I have a serious question: Why aren’t more of our secondary-school science teachers presenting both sides of the argument when it comes to the ongoing debate over whether the earth is round or flat?

What? You’re not aware of any such debate? You say that five centuries’ worth of empirical evidence—beginning with Ferdinand Magellan’s circumnavigation of the globe in 1522, and continuing right on up to the innumerable photographs of an obviously spheroid planet taken from outer space over the past 70 years—has more or less settled the issue?

Well, if that’s the case, then I have another question for you: Aren’t you a little bit worried about coming across as anti-intellectual and ideologically rigid?

After all, smugly pointing out that “practically everyone” believes the earth is round serves only to remind us that there are some people out there who don’t.

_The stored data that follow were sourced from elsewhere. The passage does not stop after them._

PR #2040, opened 2023-05-18
timerfd: Add TFD_TIMER_CANCEL_ON_SET flag

apohrebniak:
Hi.
This PR adds an TFD_TIMER_CANCEL_ON_SET flag to use with `timerfd` on Linux and Android


asomers (commented):
Looks good, but how about a test?

apohrebniak:
Changed the documentation a bit.

> Looks good, but how about a test?
The only way I can think of is to actually tweak a `CLOCK_REALTIME`, which would interfere with other processes while running tests either locally or in CI(except the ones running on a dedicated VM?). Unfortunately,  it's not possible to hide it under `time_namespaces`:
```
       Note that time namespaces do not virtualize the CLOCK_REALTIME
       clock.  Virtualization of this clock was avoided for reasons of
       complexity and overhead within the kernel.
```
Am I missing something? Will happily add a test if so.

asomers (approved):
Yeah, that makes sense.  We certainly don't want to adjust the system clock during these tests.

bors r+

PR #1695, opened 2022-04-10
PTRACE_GETREGSET and PTRACE_SETREGSET basic implementation on aarch64

irgstg:
As I mentioned in https://github.com/nix-rust/nix/issues/1419#issuecomment-1094251694 I had this code implemented in a personal project of mine.

As some of you might know, to read and modify tracee's registers with `ptrace` on `aarch64`, one need to do so by calling `ptrace` via `iovec`. ([man ptrace](https://linux.die.net/man/2/ptrace) under `PTRACE_GETREGSET`)

This current PR supports `aarch64` linux and android and includes:
- Two generic `ptrace` calls to receive and modify data via `iovec`: `ptrace_get_iovec_data` and `ptrace_set_iovec_data`.
- Two pub functions that supports modify and read of tracee's registers: `ptrace_getregset` and `ptrace_setregset`
- Test function, `test_ptrace_regsets`, that receives tracee's registers, modify one of them, and validate if the modification completed successfully. 

I might will modify some minor changes.

I want to get you're special attention about this line from `man ptrace`:
_On return, the kernel modifies iov.len to indicate the actual number of bytes returned._
In my original implemented I didn't add anything to validate that, and I'm not aware what'd this repo's conventions dictate in such occasion, so leave a comment and I will edit the code as necessery.

Please let me know if I forgot or missed something.

PR #2044, opened 2023-05-23
Add implementation of `PTRACE_{GET,SET}REGSET`

hack3ric:
This is related to https://github.com/nix-rust/nix/pull/1695, but have many issues solved here:
- `{get,set}regset` now allows specifying which set of registers to read/write, as defined in `RegisterSet`. This should be the expected behavior.
- Also added `PTRACE_{GET,SET}REGS` for most platforms other than x86 using aforementioned implementation.

### DIFF
--- a/src/sys/ptrace/linux.rs
+++ b/src/sys/ptrace/linux.rs
@@ -17,8 +17,10 @@ pub type AddressType = *mut ::libc::c_void;
             target_arch = "x86_64",
             any(target_env = "gnu", target_env = "musl")
         ),
-        all(target_arch = "x86", target_env = "gnu")
-    )
+        all(target_arch = "x86", target_env = "gnu"),
+        all(target_arch = "aarch64", target_env = "gnu"),
+        all(target_arch = "riscv64", target_env = "gnu"),
+    ),
 ))]
 use libc::user_regs_struct;
 
@@ -170,6 +172,29 @@ libc_enum! {
     }
 }
 
+libc_enum! {
+    #[cfg(all(
+        target_os = "linux",
+        target_env = "gnu",
+        any(
+            target_arch = "x86_64",
+            target_arch = "x86",
+            target_arch = "aarch64",
+            target_arch = "riscv64",
+        )
+    ))]
+    #[repr(i32)]
+    /// Defining a specific register set, as used in [`getregset`] and [`setregset`].
+    #[non_exhaustive]
+    pub enum RegisterSet {
+        NT_PRSTATUS,
+        NT_PRFPREG,
+        NT_PRPSINFO,
+        NT_TASKSTRUCT,
+        NT_AUXV,
+    }
+}
+
 libc_bitflags! {
     /// Ptrace options used in conjunction with the PTRACE_SETOPTIONS request.
     /// See `man ptrace` for more details.
@@ -217,6 +242,12 @@ fn ptrace_peek(
 }
 
 /// Get user registers, as with `ptrace(PTRACE_GETREGS, ...)`
+///
+/// Note that since `PTRACE_GETREGS` are not available on all platforms (as in [ptrace(2)]),
+/// `ptrace(PTRACE_GETREGSET, pid, NT_PRSTATUS, ...)` is used instead to achieve the same effect
+/// on aarch64 and riscv64.
+///
+/// [ptrace(2)]: https://www.man7.org/linux/man-pages/man2/ptrace.2.html
 #[cfg(all(
     target_os = "linux",
     any(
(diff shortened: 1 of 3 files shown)


src/sys/ptrace/linux.rs
```diff
@@ -213,6 +238,48 @@ pub fn getregs(pid: Pid) -> Result<user_regs_struct> {
...
+/// Get user registers, as with `ptrace(PTRACE_GETREGSET, pid, NT_PRSTATUS, ...)`
+#[cfg(all(
+    target_os = "linux",
+    target_env = "gnu",
+    any(
+        target_arch = "aarch64",
+        target_arch = "riscv64",
+    )
+))]
+pub fn getregs(pid: Pid) -> Result<user_regs_struct> {
```
asomers, line 250: This function seems unnecessary and confusing.  If the RegisterSet really needs to be optional, a more idiomatic way to do it would be to be an Option<RegisterSet>.  That would be better than having two versions of the function.

src/sys/ptrace/linux.rs
```diff
@@ -213,6 +238,48 @@ pub fn getregs(pid: Pid) -> Result<user_regs_struct> {
...
+    let mut data = mem::MaybeUninit::<user_regs_struct>::uninit();
+    let mut iov = libc::iovec {
+        iov_base: data.as_mut_ptr() as *mut _,
+        iov_len: mem::size_of::<user_regs_struct>(),
+    };
+    unsafe {
+        ptrace_other(
+            request,
+            pid,
+            set as i32 as _,
```
asomers, line 276: Why the `as _`?  That can mask type errors.  Better not to do that.

asomers (changes requested):
Needs a CHANGELOG

hack3ric:
Changelog added.

`test_ptrace` on Linux aarch64 failed while previously passed. Debugging.

hack3ric:
I've rebased this patch to master. Any updates?

SteveLauC:
From my perspective, all the work is blocked by #2166

canoriz:
Any updates?

src/sys/ptrace/linux.rs
SteveLauC, line 250: I wonder can we implement this method using `PTRACE_GETREGS` on these non-x86 arches?

src/sys/ptrace/linux.rs
```diff
@@ -213,6 +238,48 @@ pub fn getregs(pid: Pid) -> Result<user_regs_struct> {
...
+        target_arch = "x86",
+        target_arch = "aarch64",
+        target_arch = "riscv64",
+    )
+))]
+pub fn getregset(pid: Pid, set: RegisterSet) -> Result<user_regs_struct> {
+    let request = Request::PTRACE_GETREGSET;
+    let mut data = mem::MaybeUninit::<user_regs_struct>::uninit();
+    let mut iov = libc::iovec {
+        iov_base: data.as_mut_ptr() as *mut _,
```
SteveLauC, line 269: For pointer casting, [we prefer `.cast()` over the `as` keyword](https://github.com/nix-rust/nix/blob/master/CONVENTIONS.md#pointer-type-casting):

```suggestion
        iov_base: data.as_mut_ptr().cast(),
```

src/sys/ptrace/linux.rs
```diff
@@ -213,6 +238,48 @@ pub fn getregs(pid: Pid) -> Result<user_regs_struct> {
...
+        iov_len: mem::size_of::<user_regs_struct>(),
+    };
+    unsafe {
+        ptrace_other(
+            request,
+            pid,
+            set as i32 as AddressType,
+            &mut iov as *mut _ as *mut c_void,
```
SteveLauC, line 277: Same here:
```suggestion
            (&mut iov as *mut _).cast(),
```

src/sys/ptrace/linux.rs
```diff
@@ -236,6 +303,50 @@ pub fn setregs(pid: Pid, regs: user_regs_struct) -> Result<()> {
...
+        target_arch = "riscv64",
+    )
+))]
+pub fn setregset(
+    pid: Pid,
+    set: RegisterSet,
+    regs: user_regs_struct,
+) -> Result<()> {
+    let iov = libc::iovec {
+        iov_base: &regs as *const _ as *mut c_void,
```
SteveLauC, line 336: Same here:

```suggestion
        (iov_base: &regs as *const _).cast(),
```

src/sys/ptrace/linux.rs
```diff
@@ -236,6 +303,50 @@ pub fn setregs(pid: Pid, regs: user_regs_struct) -> Result<()> {
...
+        iov_len: mem::size_of::<user_regs_struct>(),
+    };
+    unsafe {
+        ptrace_other(
+            Request::PTRACE_SETREGSET,
+            pid,
+            set as i32 as AddressType,
+            &iov as *const _ as *mut c_void,
```
SteveLauC, line 344: Same here:

```suggestion
            (&iov as *const _).cast().cast_mut(),
```

BTW, we are casting an immutable reference to a mutable pointer, is this safe?

SteveLauC (changes requested):
Hi, sorry for the late review, I have left some comments:

And, we switched to a new changelog mode, please see [this](https://github.com/nix-rust/nix/blob/master/CONTRIBUTING.md#pull-requests) on how to add one:)

SteveLauC:
BTW, #1695 has a good test, can we port it to this PR?

src/sys/ptrace/linux.rs
hack3ric: Sorry, this is a mistake. Changed those variables to mutable.

hack3ric:
> BTW, #1695 has a good test, can we port it to this PR?

Ported.

hack3ric:
Cannot reproduce aarch64 test errors on real hardware (Radxa Rock 5B, RK3588, rustc 1.70.0, Linux 5.10.110-20-rockchip)

SteveLauC:
> Cannot reproduce aarch64 test errors on real hardware (Radxa Rock 5B, RK3588, rustc 1.70.0, Linux 5.10.110-20-rockchip)

I think I will set up a Linux VM on my m1 Mac to give it a test. BTW, we run Nix's tests with `sudo`, though I am not sure if it is related

src/sys/ptrace/linux.rs
SteveLauC: > In fact, PTRACE_{GET,SET}REGS symbols are missing on aarch64 and riscv64, so we have to use PTRACE_{GET,SET}REGSET to achieve the same effect.

Hi, can we document this in the code (for `getregs` and `setregs`) so that developers who are not familiar with these APIs can understand why we are having 2 different implementations for the same API:)

hack3ric: Done. :)

SteveLauC:
> I think I will set up a Linux VM on my m1 Mac to give it a test. 

Sorry for the late reply, I tested it in a aarch64 Linux VM, and it also failed with `EIO`:

```sh
[steve@fedora steve]$ uname -a
Linux fedora 6.7.11-orbstack-00143-ge6b82e26cd22 #1 SMP Sat Mar 30 12:20:36 UTC 2024 aarch64 GNU/Linux

[steve@fedora test]$ sudo --preserve-env=HOME $(which cargo) test --all-features sys::test_ptrace::test_ptrace_syscall
    Finished test [unoptimized + debuginfo] target(s) in 0.01s
     Running unittests src/lib.rs (/home/steve/Documents/workspace/nix/target/debug/deps/nix-4701d15085df23b3)

running 0 tests

test result: ok. 0 passed; 0 failed; 0 ignored; 0 measured; 19 filtered out; finished in 0.00s

     Running test/test.rs (/home/steve/Documents/workspace/nix/target/debug/deps/test-637c83b07deea78d)

running 1 test
test sys::test_ptrace::test_ptrace_syscall ... FAILED

failures:

---- sys::test_ptrace::test_ptrace_syscall stdout ----
thread 'sys::test_ptrace::test_ptrace_syscall' panicked at test/sys/test_ptrace.rs:262:59:
called `Result::unwrap()` on an `Err` value: EIO


failures:
    sys::test_ptrace::test_ptrace_syscall

test result: FAILED. 0 passed; 1 failed; 0 ignored; 0 measured; 347 filtered out; finished in 0.00s

error: test failed, to rerun pass `--test test`
```

Is there anything I can do to help debug the issue?

hack3ric:
It turns out to be my bad. I ran tests on non-root and it just skipped it.

After some research it seems aarch64 and riscv64 does not support PTRACE_PEEKUSER at all and will just fail with EIO. I'll make that part of the test x86-only.

SteveLauC:
The CI is still failing due to an unused import, let me give it a fix:)

SteveLauC (approved):
Thanks, for the PR and your patience:)

PR #2046, opened 2023-05-31
README: Remove Gitter channel info

zeenix:
This channel is not really helping anyone. Nobody is there to help out folks for many months now. Best not to give false hope.

### DIFF
--- a/README.md
+++ b/README.md
@@ -110,9 +110,6 @@ changed in the future without bumping the major or minor version.
 Contributions are very welcome.  Please See [CONTRIBUTING](CONTRIBUTING.md) for
 additional details.
 
-Feel free to join us in [the nix-rust/nix](https://gitter.im/nix-rust/nix) channel on Gitter to
-discuss `nix` development.
-
 ## License
 
 Nix is licensed under the MIT license.  See [LICENSE](LICENSE) for more details.


SteveLauC:
> I am sorry about what happened to you, nix was indeed lack of maintanence in the past, in fact, I won't say it is under active development now, but at least, we are moving
>
> For this chat room, I am not sure I will be active there, it might be easier to get maintainers' attention with GitHub issues

Copy my response from the gitter chat room, it would be better to just use the GitHub issue.

-----

For this PR, I am not sure if the link should be removed, but it might be worthwhile documenting that "it might be easier to get maintainers' attention with GitHub issues", would you like to do it in this PR, friendly ping @zeenix

zeenix:
@SteveLauC  Thanks so much for looking into this matter again. Let me also c&p from the chat. :)

> Thanks so much. However, it's not about my message/PR only. People have been asking questions and pinging folks about PRs since Dec 2022 w/o any response. A chat channel where developers don't respond at all for more than 6 months, is not useful at all. The whole point of a chat channel is a chance of quick interactions. People know already about github issues and that's what they typically already use anyway.
> 
> Having said that, if you think you can keep your presence here from now on, I'm more than happy to simply close my PR.
>

PR #2047, opened 2023-06-01
Remove unnecessary static assertion

WhyNotHugo:
This assertion is not required. The docs for std::mem::transmute read:

    Both types must have the same size. Compilation will fail if this is
    not guaranteed.

I have confirmed this to be the case by trying to transmute two different variables of different length:

    error[E0512]: cannot transmute between types of different sizes, or dependently-sized types
      --> src/sys/socket/addr.rs:44:14
       |
    44 |     unsafe { mem::transmute("asdfasd") }
       |              ^^^^^^^^^^^^^^
       |
       = note: source type: `&str` (128 bits)
       = note: target type: `in_addr` (32 bits)

Given that this is the only usage of the `static_assertions` crates, this allows dropping an unnecessary dependency.

### DIFF
--- a/Cargo.toml
+++ b/Cargo.toml
@@ -31,7 +31,6 @@ libc = { version = "0.2.141", features = ["extra_traits"] }
 bitflags = "1.1"
 cfg-if = "1.0"
 pin-utils = { version = "0.1.0", optional = true }
-static_assertions = "1"
 memoffset = { version = "0.9", optional = true }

And to suggest that these people are all benighted or culturally isolated—living in remote corners of the world (Ha! See what I just did there?), without access to education or media—paints a misleading picture. In the 20th century, some of these people were community leaders from Illinois, or well-spoken airplane mechanics living in San Francisco. Today’s flat-earthers include American hip-hop stars and pleasant, perfectly reasonable-seeming Londoners. They’re organized, they’re out in the open, and they’re online, with websites and podcasts and Twitter feeds that have attracted thousands of followers.

And while they don’t accept the same science regarding the whole round-earth thing that 99.9 percent of their fellow human beings do, they’re not belligerent about it. They don’t make angry demands. They have but one simple request: that we not blindly accept the current orthodoxy without considering the counterarguments. In modern educational parlance, they’re asking for nothing more drastic than “teaching the controversy.”

I couldn’t help but think about the modern-day Flat Earth Society recently as I read “Climate Confusion Among U.S. Teachers,” a new report published in the journal Science. Put together by the National Center for Science Education (NCSE), this survey of more than 1,500 middle-school and high-school science teachers is by turns heartening and disconcerting. It’s heartening because it confirms what most of us believe to be true: Our teachers, for the most part, are doing their absolute best to inform and educate American schoolchildren about the origins, nature, and implications of global climate change. But the report is also disconcerting, because it suggests that the agents of climate denial have largely succeeded in equating the spread of disinformation with “open debate”—and in convincing educators that to teach the uncontested truth about climate change is to violate the spirit of scientific inquiry.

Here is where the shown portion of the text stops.